#### WHAT YOU SHOULD DO
Please say how many lines of the entries below contain the word "count", and leave out everything else.

SUPPLIED DATA Block Start

Issue #121, opened 2020-12-27
CI: track binary size over time


strager:

strager:
In #61 I documented an idea for storing data and making charts. That idea could apply to tracking binary sizes too.

strager:
Scripts implemented in commit 32ecbe8f67a716d8ef5b6036d8085ea737b27216.

The scripts are not automated by CI, so the system isn't ideal. Probably premature to invest too much time into automation. (The scripts themselves will likely provide little value anyway...)

Issue #61, opened 2020-10-09
Run precise benchmarks on CI


strager:
We could run some precise benchmarks on CI. Examples:

* Maximum memory usage (ASLR should be disabled)
* Instruction count (ASLR should be disabled?)
* Cycle count (ASLR should be disabled) (needs a CPU emulator)

Valgrind might help a lot.

Also, we need to store the collected data somewhere, and have some fancy dashboards to present the data.

strager:
Memory usage:

Valgrind's memcheck tool provides some details, but not a high-water-mark:

```
==14522== HEAP SUMMARY:
==14522==     in use at exit: 130,789 bytes in 182 blocks
==14522==   total heap usage: 791 allocs, 609 frees, 211,956 bytes allocated
```

Instruction count:

Valgrind can provide this information. I think we can run the Cachegrind tool and track its [global statistics](https://www.valgrind.org/docs/manual/cg-manual.html#cg-manual.the-global). We need to specify cache sizes and such; I think the default is inherited from the host, making the results non-portable. (But libc versions also play a factor in portability...)

Database:

We could use a Git repository as a database. GitHub Actions should be able to create a Git commit containing JSON files with the measurements. We could make a program which extracts data from this Git repository and generates charts. Hacky, but easy to implement and debug.

strager:
Database:

I set up an SFTP/HTTPS server for builds: https://c.quick-lint-js.com/builds/ We could use this server to store benchmark results too. Probably easier to deal with than Git.

strager:
Deno has some precise benchmarks which could inspire us: https://deno.land/benchmarks

PR #137, opened 2021-01-16
precise benchmarks on CI and Metric dumps

cxxboy:
#61 & #121

### DIFF
--- a/ci/precise_benchmarks.py
+++ b/ci/precise_benchmarks.py
@@ -4,9 +4,11 @@ import sys
 import json
 from time import gmtime, strftime
 import platform
+import git
+
 
 if(len(sys.argv) != 2):
-    print("Usage: ./precise_benchmarks.py <PROCESS NAME>")
+    print("Usage: ./precise_benchmarks.py <ABS PATH TO PROCESS>")
     exit(1);
 
 def run(cmd):
@@ -57,11 +59,37 @@ def cachegrind_processor(code, out):
 
 def create_json_from_dict(result_dict, file_name):
     with open(file_name, "w") as json_dump_file:
-        json.dump(result_dict, json_dump_file, sort_keys=True, indent=4)
+        json.dump(result_dict, json_dump_file, sort_keys=False, indent=4)
+
+def memcheck_processor(code, out):
+    memcheck_linesplit = []
+    for line in out.splitlines():
+        memcheck_linesplit.append(line)
+    memcheck_split = memcheck_linesplit[-15:] 
+    memcheck_results = []
+    for index, values in enumerate(memcheck_split):
+        token_index = get_colon_index(memcheck_split[index])
+        if token_index > 0:
+            token_value = memcheck_split[index][token_index:].strip()
+            preprocessed_token_value = preprocess_brackets(token_value)
+            memcheck_results.append(preprocessed_token_value)
+    return memcheck_results
+
 
 def main():
-    code, out, err = run(["valgrind", "--tool=cachegrind", sys.argv[1]])
-    cachegrind_results = cachegrind_processor(code, out.decode('utf-8'))
+    code_cache, out_cache, err = run(["valgrind", "--tool=cachegrind", sys.argv[1]])
+    cachegrind_results = cachegrind_processor(code_cache, out_cache.decode('utf-8'))
+    code_mem, out_mem, err = run(["valgrind", "--tool=memcheck", sys.argv[1]])
+    memcheck_results = memcheck_processor(code_mem, out_mem.decode('utf-8'))
+    repo = git.Repo(search_parent_directories=True)
+    useful_bench_info = {
+            "Operating System:": platform.platform(),
+            "Platform Uname:": platform.uname(),
+            "Platform Processor:": platform.processor(),
+            "System Type:": platform.system(),
+            "Binary Size:": f"{os.path.getsize(sys.argv[1])} bytes",
+            "Git Commit:": repo.head.object.hexsha,
+    }
     cachegrind_result_dict = {
             "I_ref": cachegrind_results[0],
             "I1_misses": cachegrind_results[1],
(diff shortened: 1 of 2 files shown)


ci/precise_benchmarks.py
```diff
@@ -0,0 +1,150 @@
...
+        stderr = subprocess.STDOUT,
+    )
+    stdout, stderr = proc.communicate()
+    return proc.returncode, stdout, stderr
+def get_colon_index(string):
+    index = 0
+    found = False
+    for char in string:
+     if char == ':':
+         Found = True
```
strager, line 25: This isn't changing the same variable referenced on lines 22 and 28. This looks like a bug.

However, the bug doesn't matter, because we return on the next line anyway. So what's the point of this assignment? Delete it.

ci/precise_benchmarks.py
```diff
@@ -0,0 +1,150 @@
...
+     token_index = get_colon_index(generic_split[index])
+     if token_index > 0:
+         token_value = generic_split[index][token_index:].strip()
+         preprocessed_token_value = preprocess_brackets(token_value)
+         generic_results.append(preprocessed_token_value)
+    return generic_results
+
+def create_json_from_dict(result_dict, file_name):
+    with open(file_name, "w") as json_dump_file:
+     json.dump(result_dict, json_dump_file, sort_keys=False, indent=4)
```
strager, line 60: Minor: Why sort_keys false? Don't we want consistent output?

ci/precise_benchmarks.py
```diff
@@ -0,0 +1,150 @@
...
+
+def remove_comma(string):
+    returner = ""
+    for char in string:
+     if char != ',':
+         returner += str(char)
+     else:
+         continue
+    return returner
```
strager, line 69: Why not `string.replace(",", "")`?

ci/precise_benchmarks.py
```diff
@@ -0,0 +1,150 @@
...
+
+def remove_percent(string):
+    returner = ""
+    for char in string:
+     if char != '%':
+         returner += str(char)
+     else:
+         continue
+    return returner
```
strager, line 78: Why not `string.replace("%", "")`?

ci/precise_benchmarks.py
```diff
@@ -0,0 +1,150 @@
...
+    for char in string:
+     if char == ' ':
+         has_space = True 
+         index+1
+         break;
+     index = index + 1
+    if has_space:
+     return index
+    else:
+     return -1
```
strager, line 92: Why not `string.index(" ")`?

ci/precise_benchmarks.py
```diff
@@ -0,0 +1,150 @@
...
+
+def percent_to_float(percent):
+    return float(percent/100)
```
strager, line 95: I think `/100` gives a float already, so there's no need to cast explicitly.
```suggestion
    return percent/100
```

ci/precise_benchmarks.py
```diff
@@ -0,0 +1,150 @@
+import subprocess
+import os
+import sys
+import json
+from time import gmtime, strftime
+import platform
+import git
```
strager, line 7: Blocking: This script won't work unless the user installs extra packages. List the `git` dependency in a `requirements.txt` file.

ci/precise_benchmarks.py
```diff
@@ -0,0 +1,150 @@
...
+    cachegrind_results = generic_processor(code_cache, out_cache.decode('utf-8'))
+    code_mem, out_mem, err = run(["valgrind", "--tool=memcheck", sys.argv[1]])
+    memcheck_results = generic_processor(code_mem, out_mem.decode('utf-8'))
+    code_instr, out_instr, err = run(["valgrind", "--tool=callgrind", sys.argv[1]])
+    instr_results = generic_processor(code_instr, out_instr.decode('utf-8'))
+    repo = git.Repo(search_parent_directories=True)
+    useful_bench_info = {
+            "Operating System": platform.platform(),
+            "Platform Uname": platform.uname(),
+            "Binary Size": int(os.path.getsize(sys.argv[1])),
```
strager, line 113: Why `int()`? Does `getsize` not return a number?

ci/precise_benchmarks.py
```diff
@@ -0,0 +1,150 @@
...
+            "Git Commit": repo.head.object.hexsha,
+    }
+    cachegrind_result_dict = {
+            "I_ref": int(remove_comma(cachegrind_results[0].strip())),
```
strager, line 117: Almost-blocking: If Valgrind adds a new field, or changes the order of fields, this code will silently give us bogus data. Could we parse data in a way such that we don't need to list each field?

ci/precise_benchmarks.py
```diff
@@ -0,0 +1,150 @@
...
+def percent_to_float(percent):
+    return float(percent/100)
+
+def split_commas_into_token(string):
+    return [str_.strip() for str_ in string.split(',')]
+def split_space_into_token(string):
+    return [str_.strip() for str_ in string.split(' ')]
+ 
+def main():
+    code_cache, out_cache, err = run(["valgrind", "--tool=cachegrind", sys.argv[1]])
```
strager, line 103: When using cachegrind, we should specify cache parameters such as cache sizes explicitly. Otherwise, the results here will vary depending on the CPU of the host.

ci/precise_benchmarks.py
```diff
@@ -0,0 +1,150 @@
...
+    final_dict = {
+            "System Information": useful_bench_info,
+            "Metrics": metrics_dict
+    }
+    output_file_name = strftime("%Y-%m-%d %H:%M:%S", gmtime())
+    create_json_from_dict(final_dict, output_file_name)
+    
+if __name__ == "__main__":
+    main()
+    os.system("rm -f cachegrind.out* callgrind.out*")
```
strager, line 150: Blocking: Don't delete files you didn't create! If the user happened to have some cachegrind or callgrind files, this line would delete them. Naughty!

ci/precise_benchmarks.py
```diff
@@ -0,0 +1,150 @@
...
+import os
+import sys
+import json
+from time import gmtime, strftime
+import platform
+import git
+
+if(len(sys.argv) != 2):
+    print("Usage: ./precise_benchmarks.py <ABS PATH TO PROCESS>")
+    exit(1);
```
strager, line 11: Minor: Let's use `argparse` instead.

ci/precise_benchmarks.py
```diff
@@ -0,0 +1,150 @@
+import subprocess
```
strager, line 1: Nit: Format the code using `black`.

strager (changes requested):
There are a few major problems with this script. See comments marked 'Blocking'.

It looks like you're new to Python. I suggested a few places where you can use standard Python functions.

strager:
@cxxboy Do you plan on continuing this PR?

cxxboy:
@strager No. Sorry for ghosting. Since the issue is already fixed, I have no plan to work on it anymore.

SUPPLIED DATA Block End

#### THE COMPLETED TASK
3